The foreign-owned Barama Company Limited (BCL) has for the second time in three years won the President’s Award for Export Achievement at the Guyana Manufacturers’ Association (GMA) 2002 annual dinner.

BCL was awarded the trophy in recognition for the company’s consistent increase in export sales, earning US$23 million from January to October 2002, a reflection of the company’s maintenance of economic competitiveness in overseas markets.

The award, presented by Prime Minister Sam Hinds on behalf of President Bharrat Jagdeo, was made to BCL Sales Manager Rodney Raghubansee at Le Meridien Pegasus Hotel on Friday evening.

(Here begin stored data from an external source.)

PR #1193, opened 2023-08-18
fix(tutorial): avoid broken pipe caused by passing non-JSON to jq

imw:
## Checklist

- [x] reference issue for this pull request: https://github.com/ooni/probe/issues/2523

## Description

Following the tutorial code results in a broken pipe. This is a simple fixup that adds a call to tail so that jq is only given valid input.


bassosimone (approved):
🐳 🙏

PR #1208, opened 2023-08-24
feat(webconnectivitylte): use webconnectivityqa for testing

bassosimone:
This diff removes previous (and rather simplistic) netem-based testing for webconnectivitylte and replaces it with the test harness defined by the webconnectivityqa package. Reference issue: https://github.com/ooni/probe/issues/2461.


internal/experiment/webconnectivitylte/analysiscore.go
```diff
@@ -122,6 +122,8 @@ func (tk *TestKeys) analysisToplevel(logger model.Logger) {
 			tk.BlockingFlags, tk.Accessible, tk.Blocking,
 		)
 
+	// assigning "http-failure" for both TLS and HTTP blocking is legacy
```
bassosimone, line 125:
```suggestion
	// Assigning "http-failure" for both TLS and HTTP blocking is a legacy behavior
```

PR #1217, opened 2023-08-30
feat: add echcheck to the experimental suite

kelmenhorst:
## Checklist

- [x] reference issue for this pull request: https://github.com/ooni/probe/issues/1453 https://github.com/ooni/probe/issues/2547
- [x] if you changed anything related to how experiments work and you need to reflect these changes in the ooni/spec repository, please link to the related ooni/spec pull request: https://github.com/kelmenhorst/spec/tree/echcheck-spec 

## Description
This diff does two things:
1. Add `echcheck` to the experimental nettest suite. We do not provide input which causes the experiment to use the default URL `https://crypto.cloudflare.com/cdn-cgi/trace` (URL [proposed](https://github.com/ooni/probe/issues/1453#issuecomment-1699380640) by @eighthave). With this single input configuration we can collect the first experimental ECH measurements.
2. Add netem tests to `echcheck`, while keeping a "real-internet" test to connect to an ECH-enabled server.


eighthave:
I don't know this codebase, or Go for that matter, so I can't really follow this.  But the idea sounds good.  I would recommend including the data that https://crypto.cloudflare.com/cdn-cgi/trace returns, especially the results of the `sni=` field.  For example:

```properties
fl=125f76
h=crypto.cloudflare.com
ip=23.153.248.38
ts=1693413463.195
visit_scheme=https
uag=Mozilla/5.0 (X11; Linux x86_64; rv:102.0) Gecko/20100101 Firefox/102.0
colo=MCI
sliver=none
http=http/2
loc=T1
tls=TLSv1.3
sni=plaintext
warp=off
gateway=off
rbi=off
kex=X25519
```

You can see my Firefox does not have ECH enabled, since `sni=plaintext`

kelmenhorst:
@eighthave Yes I was thinking the same. However, at the moment, echcheck only handshakes. That said, I don't see a reason why we should not do HTTP GET here.

internal/experiment/echcheck/measure_test.go
```diff
@@ -4,92 +4,156 @@ import (
...
+	err := measurer.Run(context.Background(), args)
 	if err == nil {
 		t.Fatal("expected an error here")
 	}
+	if err.Error() != "input is not an URL" {
+		t.Fatal("unexpected error type")
+	}
+}
+
+func TestMeasurerSuccess(t *testing.T) {
```
bassosimone, line 92:
```suggestion
func TestMeasurerExperimentFailsBecauseNetemDoesNotSupportECH(t *testing.T) {
```

internal/experiment/echcheck/measure_test.go
```diff
@@ -4,92 +4,156 @@ import (
...
+			t.Fatal("unexpected error GetSummaryKeys", err)
+		}
+		if summary.(SummaryKeys).IsAnomaly != false {
+			t.Fatal("expected false")
+		}
+		tk := msrmnt.TestKeys.(TestKeys)
+		if tk.Control.Failure == nil || tk.Target.Failure == nil {
+			// we expect errors here because we cannot do ECH with netem yet
+			t.Fatal("expected an error here")
+		}
```
bassosimone, line 123:
```suggestion
		}
		t.Skip("netem does not support ECH so we cannot declare this test as successful")
```

cmd/ooniprobe/internal/nettests/echcheck.go
```diff
@@ -0,0 +1,14 @@
...
+// ECHCheck nettest implementation.
+type ECHCheck struct{}
+
+// Run starts the nettest.
+func (n ECHCheck) Run(ctl *Controller) error {
+	builder, err := ctl.Session.NewExperimentBuilder("echcheck")
+	if err != nil {
+		return err
+	}
+	// providing empty input prompts the experiment to use the default URL https://example.org
```
bassosimone, line 12:
```suggestion
	// providing empty input causes the experiment to use the default URL https://example.org
```

internal/experiment/echcheck/measure_test.go
```diff
@@ -4,94 +4,126 @@ import (
...
+		cancel() // immediately cancel the context
+
+		// create measurer
+		measurer := NewExperimentMeasurer(Config{})
+		args := &model.ExperimentArgs{
+			Callbacks:   model.NewPrinterCallbacks(model.DiscardLogger),
+			Measurement: &model.Measurement{},
+			Session:     &mocks.Session{MockLogger: func() model.Logger { return model.DiscardLogger }},
+		}
+		// run measurement
```
bassosimone, line 56:
```suggestion

		// run measurement
```

bassosimone:
@kelmenhorst the reason why we should not fetch the webpage here was that the result included the IP address of the probe and we would like to avoid that. We used to have a mitigation where we scrubbed the IP address known to us, i.e., the one we discovered, from the measurement result. Since v3.19.0-alpha, there's now a much more robust mitigation where we scrub any IP address or endpoint, which means now it is much safer to fetch this page.

bassosimone (approved):
🐳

The nine other companies to receive the GMA Awards were the New Guyana Pharmaceutical Corporation (NGPC) for its pioneering work in the production of low-cost anti-retroviral (HIV) drugs; Adventure Manufacturing Co. Ltd for consistent quality and availability of indigenous fruit-based products; Twins Manufacturing Co. Ltd for the development of a diversified product base to meet local and foreign market demands; Caribbean Containers Inc for consistent efforts to attract joint-venture investments in their paper plant; Gafsons Group of Companies for its strategic decision to improve competitiveness by consolidating its administrative and sales operations; Fibre Tech Plastics for pioneering efforts to manufacture complete units of fibreglass, cupboards and bathtubs, while enhancing standards to obtain recognition by the International Kitchen and Bath Association; Continental Group of Companies for the use of indigenous raw materials in beverage manufacturing involving backward linkages and a secondary production process; Amazon Caribbean Guyana for its persistent drive for higher standards of production resulting in organic certification; and G&C Sanata Company Inc for diversification and accessing over 500 customers in the Caribbean.

The GMA also named the Immediate Past President, Major General (rtd) Norman McLean for a service award for outstanding contribution to the GMA, the wider private sector and civil society within the country.

Also receiving awards were Vice President, Doreen de Caires for outstanding work in increasing the membership of the GMA under the period of review; Executive Committee Member and Sub-Sector Coordinator, Clem Duncan for his contribution beyond the call of duty in enhancing the competitiveness of the association for international funding; and Office Assistant Lalman Budhu for long and dedicated service beyond the call of duty.

GMA Chairman Ramesh Dookhoo said the executive is bent on addressing a core of sectional issues that affect its membership and for this purpose has continued its sectoral structure that is geared to address issues on this basis.

The sub-sector groupings are coordinated by Clem Duncan and are headed by: Jean Francois Gerin - Agro processing; Rustum Bulkan - Forestry and Wood Products; Dr Scherazaade Ishoof - Chemicals and Pharmaceuticals; Chen Rong - Textiles and Sewn Goods; Johnny Kowlessar - Printing and Packaging; Clinton Williams - Construction and Engineering; and Christopher Ram - Services. No one was named for Mineral and Related Industries.

The vice-presidents include: Doreen de Caires responsible for membership and public relations; Fitz Fletcher, economic and legislative; and MS Ally, finance and administration. The GMA, formed in 1963, was formerly known as the Guyana Light Industries Association. Past presidents have included Yesu Persaud, Ron Webster, Mohabir Singh, Norman McLean, George Jardim and Sattaur Gafoor.